## Work to be completed
Copy out the data below. Keep every word as it is.

[Saved data entries]
######

PR #456, opened 2018-04-13
Raytracing - fixed problem with synchronization of uniform data updates.

Ekzuzy:
Uniform buffer data in the Raytracing sample was updated while compute shader, which was using it, was being executed. This Pull Request fixes synchronization problems: changes time at which uniform buffer data is updated and adds buffer memory barrier into a command buffer.

### DIFF
--- a/examples/raytracing/raytracing.cpp
+++ b/examples/raytracing/raytracing.cpp
@@ -283,6 +283,7 @@ public:
 
 		VK_CHECK_RESULT(vkBeginCommandBuffer(compute.commandBuffer, &cmdBufInfo));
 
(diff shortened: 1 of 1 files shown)


cforfang:
Since the UBO is `VK_MEMORY_PROPERTY_HOST_COHERENT_BIT` I don't think you need a pipeline-barrier here. The memory is made visible and available on the GPU when you call `vkQueueSubmit` (see "6.9 Host Write Ordering Guarantees" in the spec).

Ekzuzy:
UBO has a `VK_MEMORY_PROPERTY_HOST_COHERENT_BIT` memory bound so there is no need to call the vkFlushMappedMemoryRanges(). But I forgot that vkQueueSubmit() makes memory writes writes implicitly available.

######

## Task output
PR #456, opened 2018-04-13
Raytracing - fixed problem with synchronization of uniform data updates.

Ekzuzy:
Uniform buffer data in the Raytracing sample was updated while compute shader, which was using it, was being executed. This Pull Request fixes synchronization problems: changes time at which uniform buffer data is updated and adds buffer memory barrier into a command buffer.

### DIFF
--- a/examples/raytracing/raytracing.cpp
+++ b/examples/raytracing/raytracing.cpp
@@ -283,6 +283,7 @@ public:
 
 		VK_CHECK_RESULT(vkBeginCommandBuffer(compute.commandBuffer, &cmdBufInfo));
 
(diff shortened: 1 of 1 files shown)


cforfang:
Since the UBO is `VK_MEMORY_PROPERTY_HOST_COHERENT_BIT` I don't think you need a pipeline-barrier here. The memory is made visible and available on the GPU when you call `vkQueueSubmit` (see "6.9 Host Write Ordering Guarantees" in the spec).

Ekzuzy:
UBO has a `VK_MEMORY_PROPERTY_HOST_COHERENT_BIT` memory bound so there is no need to call the vkFlushMappedMemoryRanges(). But I forgot that vkQueueSubmit() makes memory writes writes implicitly available.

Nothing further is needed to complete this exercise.